Exercise prompt: Return every entry below exactly as written.

*** Opening Given entries ***

PR #178, opened 2016-09-06
Remove delivered state

mikeger:
- Delivered disabled until the majority would send the receipts


mikeger:
@typfel I think I forgot tests 🤔

typfel:
😱

PR #181, opened 2016-09-06
Added like tooltip

mikeger:
- Like tooltip is supposed to help users understand that there is a new like button
- Also decreased initials size in small people who liked list


Wire-iOS/Sources/UserInterface/Conversation/Content/Cells/ConversationCell.m
```diff
@@ -275,8 +276,8 @@ - (void)createBaseConstraints
         self.toolboxHeightConstraint = [self.messageToolboxView autoSetDimension:ALDimensionHeight toSize:0];
     }];
     [self.messageToolboxView autoPinEdge:ALEdgeTop toEdge:ALEdgeBottom ofView:self.messageContentView];
-    [self.messageToolboxView autoPinEdgeToSuperviewMargin:ALEdgeRight];
-    [self.messageToolboxView autoPinEdgeToSuperviewMargin:ALEdgeLeft];
+    [self.messageToolboxView autoPinEdgeToSuperviewEdge:ALEdgeRight];
```
typfel: Why was this change necessary?

mikeger: It is because the arrow on left is overflowing the timestamp to the left, and `MessageToolboxView` is clipping subviews, so it is not visible if out of bounds. The solution is to make toolbox go from side to side, but adopt the margins inside of it.

typfel: Ah right! 👍

PR #190, opened 2016-09-07
Use existing modal top bar component to ensure iPad bar has correct height

daehn:
# What's in this PR?

* Use existing `ModalTopBar` component to ensure the top bar in the `ReactionsListViewController` has the correct height on all devices.


mikeger:
@daehn should the screenshot tests be updated?

daehn:
@mikeger good point, on it.

marcoconti83:
Is this for RC?

daehn:
@marcoconti83 not necessarily, just a visual fix, could also go into `develop`

daehn:
@mikeger updated, should change the base or are we putting it in the RC?

PR #191, opened 2016-09-07
Expect correct sender for menu action

basine:


daehn:
@basine should this go into the RC?

basine:
@daehn I guess so

daehn:
@basine If I change the base here on GitHub then there a a couple of old commits in the PR

PR #194, opened 2016-09-07
Fix for travis: Sync engine that tolerates no shared directory

mikeger:
Requires https://github.com/wireapp/wire-ios-data-model/pull/43
Requires https://github.com/wireapp/wire-ios-sync-engine/pull/51

# Issue

On Travis there is no signing identity, and Xcode forbids using the shared container for our app during the tests, this makes tests crash. This is also the issue for external people who have no signing identity.

# Solution

Solution is to allow storing database in Application Data for simulator and builds that are non enterprise and non-appstore.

*** Closing Given entries ***

Output of the exercise:
PR #178, opened 2016-09-06
Remove delivered state

mikeger:
- Delivered disabled until the majority would send the receipts


mikeger:
@typfel I think I forgot tests 🤔

typfel:
😱

PR #181, opened 2016-09-06
Added like tooltip

mikeger:
- Like tooltip is supposed to help users understand that there is a new like button
- Also decreased initials size in small people who liked list


Wire-iOS/Sources/UserInterface/Conversation/Content/Cells/ConversationCell.m
```diff
@@ -275,8 +276,8 @@ - (void)createBaseConstraints
         self.toolboxHeightConstraint = [self.messageToolboxView autoSetDimension:ALDimensionHeight toSize:0];
     }];
     [self.messageToolboxView autoPinEdge:ALEdgeTop toEdge:ALEdgeBottom ofView:self.messageContentView];
-    [self.messageToolboxView autoPinEdgeToSuperviewMargin:ALEdgeRight];
-    [self.messageToolboxView autoPinEdgeToSuperviewMargin:ALEdgeLeft];
+    [self.messageToolboxView autoPinEdgeToSuperviewEdge:ALEdgeRight];
```
typfel: Why was this change necessary?

mikeger: It is because the arrow on left is overflowing the timestamp to the left, and `MessageToolboxView` is clipping subviews, so it is not visible if out of bounds. The solution is to make toolbox go from side to side, but adopt the margins inside of it.

typfel: Ah right! 👍

PR #190, opened 2016-09-07
Use existing modal top bar component to ensure iPad bar has correct height

daehn:
# What's in this PR?

* Use existing `ModalTopBar` component to ensure the top bar in the `ReactionsListViewController` has the correct height on all devices.


mikeger:
@daehn should the screenshot tests be updated?

daehn:
@mikeger good point, on it.

marcoconti83:
Is this for RC?

daehn:
@marcoconti83 not necessarily, just a visual fix, could also go into `develop`

daehn:
@mikeger updated, should change the base or are we putting it in the RC?

PR #191, opened 2016-09-07
Expect correct sender for menu action

basine:


daehn:
@basine should this go into the RC?

basine:
@daehn I guess so

daehn:
@basine If I change the base here on GitHub then there a a couple of old commits in the PR

PR #194, opened 2016-09-07
Fix for travis: Sync engine that tolerates no shared directory

mikeger:
Requires https://github.com/wireapp/wire-ios-data-model/pull/43
Requires https://github.com/wireapp/wire-ios-sync-engine/pull/51

# Issue

On Travis there is no signing identity, and Xcode forbids using the shared container for our app during the tests, this makes tests crash. This is also the issue for external people who have no signing identity.

# Solution

Solution is to allow storing database in Application Data for simulator and builds that are non enterprise and non-appstore.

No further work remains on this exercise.